Suppose a treadmill has an average acceleration of $4.7\times {{10}^{-3}}m/{{s}^{2}}$. How much does the speed change after 5 min? If the treadmill’s initial speed is $1.7m/s$, what will its final speed be?

Answer 1

Hint: We know that the formula for acceleration is equal to \[a=\dfrac{\Delta v}{\Delta t}\] . Now, in the above problem, we have given the value of acceleration and time and asked to find the change in velocity so we are going to put acceleration and time in the above formula and from that we will get the change in velocity. Also, we are asked to find the final speed and have given the initial speed. Change in velocity we have already calculated. Change is equal to the subtraction of initial speed from the final speed so using this relation we can find the final speed.

Complete step by step answer:
In the above problem, we have given treadmill’s acceleration of $4.7\times {{10}^{-3}}m/{{s}^{2}}$ and we are asked to find the change in speed after 5 min. For that, we are going to use the following formula:
\[a=\dfrac{\Delta v}{\Delta t}\] …….. Eq. (1)
Now, time is given in minutes so we are going to convert this time in seconds to keep the units in synchronization. Multiplying 5 minutes by 60 we get,
$\begin{align}
  & 5\times 60 \\
 & =300\sec \\
\end{align}$
Substituting the value of $\Delta t$ as 300 seconds and $a=4.7\times {{10}^{-3}}$ in eq. (1) we get,
\[4.7\times {{10}^{-3}}=\dfrac{\Delta v}{300}\]
Cross multiplying the above equation we get,
$\begin{align}
  & 4.7\times {{10}^{-3}}\times 300=\Delta v \\
 & \Rightarrow 14.1\times {{10}^{-1}}m/s=\Delta v \\
\end{align}$
Now, multiplying the L.H.S of the above equation we get,
$1.41m/s=\Delta v$
From the above, we have calculated the change in speed after 5 min is $1.41m/s$.
We have given the treadmill’s initial speed as $1.7m/s$and we are asked to find the final speed.
Change in speed is equal to the subtraction of initial speed from the final speed.
$\text{Change in Speed}=\left( \text{Final Speed} \right)-\left( \text{Initial Speed} \right)$
Substituting initial speed as $1.7m/s$ and change in speed as $1.41m/s$ in the above equation we get,
$\begin{align}
  & 1.41=\left( \text{Final Speed} \right)-1.7 \\
 & \Rightarrow 1.41+1.7=\text{Final Speed} \\
 & \Rightarrow \text{3}\text{.11m/s}=\text{Final Speed} \\
\end{align}$

From the above, we have calculated the final speed as 3.11 m/s.

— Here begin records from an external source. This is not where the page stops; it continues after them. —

PR #1094, opened 2020-05-04
Fix energy accounting for application totals in report

### LINKED ISSUE #1093: Energy totals in report incorrect
```
Application Totals:
    runtime (sec): 10.0534
    package-energy (joules): 1235.31
    dram-energy (joules): -65427.2
    power (watts): 122.874
    network-time (sec): 0
    ignore-time (sec): 0
    geopmctl memory HWM: 39324 kB
    geopmctl network BW (B/sec): 0
```

The ApplicationIO class uses read_signal() not sample() to calculate the energy values.  The new implementation doesn't borrow roll-over data from the read_batch() calls to service the read_signal() calls.  This make sense, but the ApplicationIO must be changed to use sample for these caluclations.

cmcantalupo:
- Fixes #1093 from github issues
- The ApplicationIO class must use the PlatformIO sample()
  API not read_signal() in order to properly deal with rollover
  of the energy counters issues in energy counters.

### DIFF
--- a/src/ApplicationIO.cpp
+++ b/src/ApplicationIO.cpp
@@ -76,9 +76,8 @@ namespace geopm
         , m_is_connected(false)
         , m_rank_per_node(-1)
         , m_epoch_regulator(std::move(epoch_regulator))
-        , m_start_energy_pkg(NAN)
-        , m_start_energy_dram(NAN)
     {
+
     }
 
     ApplicationIOImp::~ApplicationIOImp()
@@ -100,9 +99,6 @@ namespace geopm
                 platform_io().register_iogroup(geopm::make_unique<ProfileIOGroup>(m_profile_io_sample, *m_epoch_regulator));
             }
             m_is_connected = true;
-
-            m_start_energy_pkg = current_energy_pkg();
-            m_start_energy_dram = current_energy_dram();
         }
     }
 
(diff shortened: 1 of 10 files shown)


src/ApplicationIO.cpp
```diff
@@ -101,8 +104,10 @@ namespace geopm
             }
             m_is_connected = true;
 
-            m_start_energy_pkg = current_energy_pkg();
-            m_start_energy_dram = current_energy_dram();
+            m_energy_pkg_idx = m_platform_io.push_signal("ENERGY_PACKAGE", GEOPM_DOMAIN_BOARD, 0);
+            m_energy_dram_idx = m_platform_io.push_signal("ENERGY_DRAM", GEOPM_DOMAIN_BOARD, 0);
+            m_start_energy_pkg = m_platform_io.sample(m_energy_pkg_idx);
```
cmcantalupo: This is a non-starter.  We cannot sample at this point in the stack.  We will not be able to push any signals other than the ProfileIO signals.  The right solution is to push_signal() and call read_signal() here.  The call at the end should be to sample().

src/Reporter.cpp
```diff
@@ -288,13 +303,14 @@ namespace geopm
         // extra runtimes for epoch region
         report << "    epoch-runtime-ignore (sec): " << application_io.total_epoch_runtime_ignore() << std::endl;
 
-        double total_runtime = application_io.total_app_runtime();
-        double app_energy_pkg = application_io.total_app_energy_pkg();
+        double total_runtime = m_platform_io.sample(m_app_time_signal_idx);
```
dianarg: assumes start time is 0

test/ApplicationIOTest.cpp
```diff
@@ -77,6 +79,9 @@ void ApplicationIOTest::SetUp()
     m_epoch_regulator = new MockEpochRuntimeRegulator;
     auto tmp_reg = std::unique_ptr<MockEpochRuntimeRegulator>(m_epoch_regulator);
 
+    m_energy_pkg_idx = 18;
```
dianarg: leftovers here and on 69-70

test/ReporterTest.cpp
```diff
@@ -203,13 +209,19 @@ TEST_F(ReporterTest, generate)
...
-    EXPECT_CALL(m_application_io, total_app_runtime()).WillOnce(Return(56));
-    EXPECT_CALL(m_application_io, total_app_energy_pkg()).WillOnce(Return(2222));
-    EXPECT_CALL(m_application_io, total_app_energy_dram()).WillOnce(Return(2222));
     EXPECT_CALL(m_application_io, total_app_runtime_mpi()).WillOnce(Return(45));
     EXPECT_CALL(m_application_io, total_app_runtime_ignore()).WillOnce(Return(0.7));
     EXPECT_CALL(m_application_io, total_epoch_runtime_ignore()).WillRepeatedly(Return(0.7));
     EXPECT_CALL(m_application_io, total_epoch_runtime()).WillOnce(Return(70.0));
+    EXPECT_CALL(m_platform_io, sample(M_TIME_IDX))
+        .WillOnce(Return(56));
+    EXPECT_CALL(*m_agg, read_batch);
```
dianarg, line 216: move up above sample

bgeltz (approved):

PR #1097, opened 2020-05-07
Fix lazy pio registration

cmcantalupo:
Merge after #1094

### DIFF
--- a/src/PlatformIO.cpp
+++ b/src/PlatformIO.cpp
@@ -78,7 +78,7 @@ namespace geopm
         if (m_iogroup_list.size() == 0) {
             for (const auto &it : IOGroup::iogroup_names()) {
                 try {
-                    if (it != "PROFILE") {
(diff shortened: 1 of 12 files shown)


src/PlatformIO.cpp
```diff
@@ -77,7 +78,12 @@ namespace geopm
         if (m_iogroup_list.size() == 0) {
             for (const auto &it : IOGroup::iogroup_names()) {
                 try {
-                    register_iogroup(IOGroup::make_unique(it));
+                    if (it != "PROFILE") {
```
cmcantalupo: Use ProfileIOGroup::plugin_name()

cmcantalupo (commented):
Have ProfileIOGroup return no signal names until connect happens.  This will avoid publishing signals that are not yet supported.

dianarg (approved):

PR #1101, opened 2020-05-07
Clean up mocking in MSRIOGroup tests

### LINKED ISSUE #1060: Clean up MSRIOGroup unit tests
> estimate 3

The existing tests use a MockMSRIO that inherits from the real one, which requires using real MSR offset and pwrite to implement the tests.  These test would be easier to write if they used a true mock for MSRIO and injected values for the underlying MSR reads.

The current tests could be kept in some form as integration tests.

Done criteria
--------------
- Complete testing of all signal aliases, both read_signal and read_batch+sample.
- Add unit tests of power signals, which cannot be supported with the current scheme; depends on #1042 
- Add tests of JSON parsing to Signal or similar object; depends on #435 
  + Might also want to add validation for arch/cpuid in JSON parsing

dianarg:
- Resolves #1060

### DIFF
--- a/src/MSRIOGroup.cpp
+++ b/src/MSRIOGroup.cpp
@@ -82,12 +82,12 @@ namespace geopm
         "Manual for information about this MSR";
 
     MSRIOGroup::MSRIOGroup()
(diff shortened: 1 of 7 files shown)


cmcantalupo (commented):
LGTM

cmcantalupo (approved):
LGTM

PR #3683, opened 2019-08-04
Experimental autonormal feature of the unit/feature shader

lhog:
As I couldn't do anything productive this weekend I came by shadertoy to see if anything inspires and it truly did (like always). Here is the port of https://www.shadertoy.com/view/ttlSRS to ZK units/features that have no artist normal map. Call it crazybump for poor && lazy.

Autonormal on
Spring Screenshot 2019 08 04 - 13 53 36 64

Autonormal off
Spring Screenshot 2019 08 04 - 13 53 32 78

Individual units and wrecks might require some hand tuning on how pronounced the effect is.


lhog:
Toggle on and off with `/luarules autonormal` in the game

Issue #3339, opened 2018-11-16
Scallop shoots depthcharges at the land that a Claw used to exist on


GoogleFrog:
Reproducible on Red Comet. I suspect the Claw is being sent underwater and Scallop then decides to shoot at it. This would also break missile homing. This is likely solvable by applying the same in-place invulnerability and invisibility of Puppy, which now hides itself from its launch location.

sprunk:
Maybe related (haven't had time to check that replay) #3197

GoogleFrog:
The PR is untested.

Issue #2214, opened 2017-05-10
Underground unit hiding leads to homing issues


GoogleFrog:
Watch Scalpel fire at Claws. The shots will sometimes go underground as the Claw is sent underground when it fires (for stats purposes). Outlaw, Puppy and missile silo missiles use this form of unit hiding. Changing their aimpoints to counteract the underground offset may well work around it.

GoogleFrog:
This issue can occur when a Scalpel fires at a living Claw, then the Claw fires.

Anarchid:
if the PR works well enough, the Claw could be also made invincible (block all damage) in a similar way to `untargetable`, and then kept in place rather than moved.

I guess active glints can be also kept invincible (rather than selectively invincible only to their parent Starlight).

PR #3702, opened 2019-08-15
Claw is `untargetable` and `neutral` after firing

### LINKED ISSUE #3413: Dagger shoots the ground where a Claw recently fired.

Anarchid:
Takes a few tricks out of Glint's playbook and applies them to Claw after it fires.

The `untargetable` URP prevents everything that could affect the Claw while mediated through a command (with gadget help).

The `neutral` property prevents auto-targeting by units that don't have an explicit command to target that unit.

Note: The plausible mistake that could happen in the above problem is that you might forget to convert the time into seconds. So, make sure you will convert the time in minutes into seconds so that the units of acceleration and the expression on the right hand side of the above equation will be correctly matched.
\[a=\dfrac{\Delta v}{\Delta t}\]